Some of the interfaces mentioned above may be used by entities within the company, such as support or QA. For all intents and purposes they are still customers of the system and as such their needs (e.g., the types of error report generated under specific circumstances, or the ability to throttle the level of tracing done, or the ability to remotely control a client system) must be specified in the TDD tests. After all, you still want the ‘intra-organizational’ behavior to be known an invariant to other changes.
When we do TDD however, we are not concerned only about the system’s external behavior (as defined above), but also about its internal behavior. This internal behavior has two manifestations (and this is our arbitrary nomenclature, but I hope it makes sense). First is the architecture of the product, second is its design. These two may seem to be the same but there is a subtle difference between them.
The system’s architecture is the set of design decisions that were made to accomplish functional and performance goals. Once set, these become a requirement. An individual developer or team cannot decide to do things differently, but has to operate with these architectural guidelines. This is specified through a set of tests that specify how every architectural element contributes to the implementation of the desired overall behavior.
The system’s design is the set of design decision that are made by the team and individual developers, and are considered to be ‘implementation choices’. The team can assign whichever responsibilities it deems reasonable to the different design entities in order to achieve the desired behavior. This is all well, except that there is one ‘tacit’ requirement that is solely in the responsibility of the team (and probably the technical organization management). This requirement is maintainability, and it is what guides the team in their design choices. The TDD tests help us specify both what the system design is and also what the specific responsibilities assigned to the system entities are.
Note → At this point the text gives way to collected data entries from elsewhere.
PR #1237, opened 2020-11-30
Switching off k-mesh spacing by k_mesh_spacing=None

yury-lysogorskiy:
Switching off by `k_mesh_spacing=None` would **preserve** the current k-mesh, not reset it, i.e.:
```python
ref_job.set_kpoints(k_mesh_spacing=0.1)
# kmesh=[15,15,15]
ref_job.set_kpoints(k_mesh_spacing=None)
# kmesh remains [15,15,15]
```

### DIFF
--- a/pyiron/dft/job/generic.py
+++ b/pyiron/dft/job/generic.py
@@ -270,6 +270,8 @@ class GenericDFTJob(AtomisticGenericJob):
             if mesh is not None:
                 warnings.warn("mesh value is overwritten by k_mesh_spacing")
             mesh = self.get_k_mesh_by_cell(k_mesh_spacing=k_mesh_spacing)
+        elif self.k_mesh_spacing is not None: # switching off k_mesh_spacing would preserve the current mesh
+            mesh = self.get_k_mesh_by_cell(k_mesh_spacing=self.k_mesh_spacing)
         self.k_mesh_spacing = k_mesh_spacing
         self.k_mesh_center_shift = center_shift
         self.reduce_kpoint_symmetry = symmetry_reduction


samwaseda:
Can you maybe make it a bit clear what was the problem and how it should behave? I don't really understand the changes in the current form.

yury-lysogorskiy:
> Can you maybe make it a bit clear what was the problem and how it should behave? I don't really understand the changes in the current form.

Yes, sure. Before, if one switches off `k_mesh_spacing` setting, then 
```python
ref_job.set_kpoints(k_mesh_spacing=0.1)
# kmesh=[15,15,15]
ref_job.set_kpoints(k_mesh_spacing=None) # switches off `k_mesh_spacing` 
# kmesh becomes [1,1,1] or None
```
But I suggest that  expected behaviour should be that after removing the `k_mesh_spacing`, current value of `kmesh` should remain
```python
ref_job.set_kpoints(k_mesh_spacing=0.1) # switches off `k_mesh_spacing`
# kmesh=[15,15,15]
ref_job.set_kpoints(k_mesh_spacing=None)
# kmesh remains [15,15,15]
```

samwaseda:
> > Can you maybe make it a bit clear what was the problem and how it should behave? I don't really understand the changes in the current form.
> 
> Yes, sure. Before, if one switches off `k_mesh_spacing` setting, then
> 
> ```python
> ref_job.set_kpoints(k_mesh_spacing=0.1)
> # kmesh=[15,15,15]
> ref_job.set_kpoints(k_mesh_spacing=None) # switches off `k_mesh_spacing` 
> # kmesh becomes [1,1,1] or None
> ```
> 
> But I suggest that expected behaviour should be that after removing the `k_mesh_spacing`, current value of `kmesh` should remain
> 
> ```python
> ref_job.set_kpoints(k_mesh_spacing=0.1) # switches off `k_mesh_spacing`
> # kmesh=[15,15,15]
> ref_job.set_kpoints(k_mesh_spacing=None)
> # kmesh remains [15,15,15]
> ```

I'm a bit confused because the behaviour that you mentioned doesn't occur when I test it in the current implementation anyway.

Screenshot 2020-11-30 at 16 08 25

pyiron/dft/job/generic.py
```diff
@@ -270,6 +270,8 @@ def set_kpoints(
             if mesh is not None:
                 warnings.warn("mesh value is overwritten by k_mesh_spacing")
             mesh = self.get_k_mesh_by_cell(k_mesh_spacing=k_mesh_spacing)
+        elif self.k_mesh_spacing is not None: # switching off k_mesh_spacing would preserve the current mesh
+            mesh = self.get_k_mesh_by_cell(k_mesh_spacing=self.k_mesh_spacing)
```
samwaseda, line 274: This would overwrite `mesh` regardless of what was set, so you have to make sure that `mesh` is not `None`

samwaseda (changes requested):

The point about both design and architecture is that they are internal to the system. As such, how can you test-drive them through the system’s APIs? By testing through the APIs I can see that the behavior is specified correctly. I cannot see that the architecture is adhered to or that the design promotes maintainability.
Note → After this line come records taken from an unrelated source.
PR #1239, opened 2020-12-01
Remove redundant lines in LAMMPS input control

samwaseda:
remove one redundant self.modify and forbid changing thermo value directly. I'm not really sure if it was okay to delete `thermo=value`, but since we are defining `thermotime` I guess we shouldn't change `thermo` directly.

### DIFF
--- a/pyiron/lammps/control.py
+++ b/pyiron/lammps/control.py
@@ -337,8 +337,10 @@ class LammpsControl(GenericParameters):
             + str(int(max_evaluations))
         )
         self.remove_keys(["run", "velocity"])
-        self.modify(variable___dumptime="equal " + str(n_print))
-        self.modify(variable___thermotime="equal " + str(n_print))
+        self.modify(
+            variable___dumptime="equal " + str(n_print),
+            variable___thermotime="equal " + str(n_print)
+        )
 
     def calc_static(self):
         self.set(run="0")
--- a/pyiron/lammps/control.py
+++ b/pyiron/lammps/control.py
@@ -337,8 +337,8 @@ class LammpsControl(GenericParameters):
             + str(int(max_evaluations))
         )
         self.remove_keys(["run", "velocity"])
-        self.modify(variable___dumptime="equal " + str(n_print), thermo=n_print)
-        self.modify(variable___thermotime="equal " + str(n_print), thermo=n_print)
+        self.modify(variable___dumptime="equal " + str(n_print))
+        self.modify(variable___thermotime="equal " + str(n_print))
 
     def calc_static(self):
         self.set(run="0")
@@ -578,14 +578,7 @@ class LammpsControl(GenericParameters):
         self.modify(
             fix___ensemble=fix_ensemble_str,
             variable___dumptime=" equal {} ".format(n_print),
-            thermo=int(n_print),
-            run=int(n_ionic_steps),
-            append_if_not_present=True,
-        )
-        self.modify(
-            fix___ensemble=fix_ensemble_str,
             variable___thermotime=" equal {} ".format(n_print),
-            thermo=int(n_print),
             run=int(n_ionic_steps),
             append_if_not_present=True,
         )


liamhuber:
I'm afraid I don't know how to review this. The changes are small and I don't have any code quality/python concerns...but I'm not really familiar enough with what this part of the code is doing to understand the meaning of these changes. Can you give some more insight or what sort of feedback you want?

pmrv:
I worry that this might break my workflow.  I often want to have much more samples from the thermodynamic properties than structures.  If there's another way to change that I'm flexible, but right now I reach directly into the input file to change `thermotime`.

liamhuber:
> I worry that this might break my workflow. I often want to have much more samples from the thermodynamic properties than structures. If there's another way to change that I'm flexible, but right now I reach directly into the input file to change `thermotime`.

I didn't even realize this was possible. Actually, it would be great to eventually extract this generally so that you can ask for it no matter what code you're using to generate your thermodynamic values (LAMMPS, VASP, etc), even if it only makes things *more efficient* for select codes. At least it will save on memory. I guess this would be helpful for literally all the TILD protocols, yeah @raynol-dsouza ?

samwaseda:
> I worry that this might break my workflow. I often want to have much more samples from the thermodynamic properties than structures. If there's another way to change that I'm flexible, but right now I reach directly into the input file to change `thermotime`.

Actually in the current implementation this should not be possible anyway. But I agree that this is something we should think about.

samwaseda:
> I'm afraid I don't know how to review this. The changes are small and I don't have any code quality/python concerns...but I'm not really familiar enough with what this part of the code is doing to understand the meaning of these changes. Can you give some more insight or what sort of feedback you want?

There are two things I changed: One is the removal of `self.modify` which appears twice for pretty much no reason (or at least I don't know why it should be executed twice). Actually I saw that I was the one who made this mistake around a year ago. The other one is to forbid direct manipulation of `thermo` which comes from `n_print`. So this line:

```
self.modify(variable___thermotime="equal " + str(n_print), thermo=n_print)
```

makes `thermotime` redundant because it changes `thermo ${thermotime}` to `thermo 100` for example if `n_print` is 100 (while `thermotime` is also changed to 100 at the same time). I was not sure whether to rather remove `thermotime`, but then I saw that it's actually used in the averaging algorithm, so I removed `thermo=n_print`.

raynol-dsouza:
>  I guess this would be helpful for literally all the TILD protocols, yeah @raynol-dsouza ?

I am not very sure, tbh. The protocols don't save any of the dumps (unless specified) anyway. But it will definitely speed up the protocols if we can only extract the necessary quantities (positions, forces, energy_pot) every step, and not bother about the others.

samwaseda:
... is there further feedback?

pyiron/lammps/control.py
```diff
@@ -337,8 +337,8 @@ def calc_minimize(
             + str(int(max_evaluations))
         )
         self.remove_keys(["run", "velocity"])
-        self.modify(variable___dumptime="equal " + str(n_print), thermo=n_print)
-        self.modify(variable___thermotime="equal " + str(n_print), thermo=n_print)
+        self.modify(variable___dumptime="equal " + str(n_print))
+        self.modify(variable___thermotime="equal " + str(n_print))
```
jan-janssen, line 341:
```suggestion
        self.modify(
            variable___dumptime="equal " + str(n_print),
            variable___thermotime="equal " + str(n_print)
        )
```

jan-janssen (approved):
Looks good to me

pmrv:
I must admit, that my lammps understanding is bad enough, that I still don't quite understand how this will change the default lammps input file.

What I'm doing is along the lines of
```python
job.calc_md(temperature = T, n_ionic_steps = steps, n_print = steps)
job.input.control['thermo'] = thermo
```
This way I get no structures and thermodynamic information every `thermo` steps.  Does that still work?  If not, is there another way to do it?

samwaseda:
> I must admit, that my lammps understanding is bad enough, that I still don't quite understand how this will change the default lammps input file.
> 
> What I'm doing is along the lines of
> 
> ```python
> job.calc_md(temperature = T, n_ionic_steps = steps, n_print = steps)
> job.input.control['thermo'] = thermo
> ```
> 
> This way I get no structures and thermodynamic information every `thermo` steps. Does that still work? If not, is there another way to do it?

It should work (although again, I guess pyiron doesn't really support this kind of situation...)

pmrv:
> > I must admit, that my lammps understanding is bad enough, that I still don't quite understand how this will change the default lammps input file.
> > What I'm doing is along the lines of
> > ```python
> > job.calc_md(temperature = T, n_ionic_steps = steps, n_print = steps)
> > job.input.control['thermo'] = thermo
> > ```
> > 
> > 
> > This way I get no structures and thermodynamic information every `thermo` steps. Does that still work? If not, is there another way to do it?
> 
> It should work 

Sorry for the hold up, then.

> (although again, I guess pyiron doesn't really support this kind of situation...)

Why?  I haven't had problems.  Everything ends up in the HDF5 correctly, it's just less structures than energy values.

samwaseda:
> > > I must admit, that my lammps understanding is bad enough, that I still don't quite understand how this will change the default lammps input file.
> > > What I'm doing is along the lines of
> > > ```python
> > > job.calc_md(temperature = T, n_ionic_steps = steps, n_print = steps)
> > > job.input.control['thermo'] = thermo
> > > ```
> > > 
> > > 
> > > This way I get no structures and thermodynamic information every `thermo` steps. Does that still work? If not, is there another way to do it?
> > 
> > 
> > It should work
> 
> Sorry for the hold up, then.
> 
> > (although again, I guess pyiron doesn't really support this kind of situation...)
> 
> Why? I haven't had problems. Everything ends up in the HDF5 correctly, it's just less structures than energy values.

It's just certain functionalities simply assume a direct correspondence between energy values and forces etc. But from my point of view, if the user does that it's really up to them to know what they're doing.

pmrv:
> > > > I must admit, that my lammps understanding is bad enough, that I still don't quite understand how this will change the default lammps input file.
> > > > What I'm doing is along the lines of
> > > > ```python
> > > > job.calc_md(temperature = T, n_ionic_steps = steps, n_print = steps)
> > > > job.input.control['thermo'] = thermo
> > > > ```
> > > > 
> > > > 
> > > > This way I get no structures and thermodynamic information every `thermo` steps. Does that still work? If not, is there another way to do it?
> > > 
> > > 
> > > It should work
> > 
> > 
> > Sorry for the hold up, then.
> > > (although again, I guess pyiron doesn't really support this kind of situation...)
> > 
> > 
> > Why? I haven't had problems. Everything ends up in the HDF5 correctly, it's just less structures than energy values.
> 
> It's just certain functionalities simply assume a direct correspondence between energy values and forces etc. But from my point of view, if the user does that it's really up to them to know what they're doing.

That sounds like defect to me then.  For system of a certain size or thermodynamic calculations there's simply no point in saving all the structures.

Anyway, that is a different discussion.  With this out of the way, feel free to merge.

pmrv (approved):

samwaseda:
> 
> That sounds like defect to me then. For system of a certain size or thermodynamic calculations there's simply no point in saving all the structures.

It certainly is. It's just we are too stupid to come up with a good idea.

> 
> Anyway, that is a different discussion. With this out of the way, feel free to merge.

liamhuber (approved):

jan-janssen:
@samwaseda Can you merge this? then we can include it in the next pyiron release.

The answer to this paradox lies in the definition of the word ‘public’. Public is a relative term. If you live in a high rise condo, then the ‘public’ interface may be the building’s front door. But consider the individual apartments. The neighbors can’t come into your condo at will, can they? The condo has a public interface – its door, which is hidden to those outside the building (private) but visible and usable by the internal neighbors. Inside your condo this division continues. You have rooms, with doors (their public interfaces), and storage cabinets, with their doors, and boxes, with their lids, and bottles with their caps. What we get is a complex set of enclosures which are public to their immediate surrounding and private to anything further out.
Computer systems are the same. The APIs are the public doorways to the surrounding clients – these clients do not see the way the system is composed. But the elements of the system themselves do see this design –- they can see the other elements (which they interact with) although they cannot see inside these elements. The interfaces that these inner elements expose, are they private or public. Well, that depends on who you’re asking. From the perspective of the outside clients – they are private. From the perspective of the peer elements they are public. Since they are public, they should be specified through TDD, and this is exactly how we specify the system’s architecture and design.
So, in a nutshell, the answer to the question – “do we test external or internal APIs” is yes.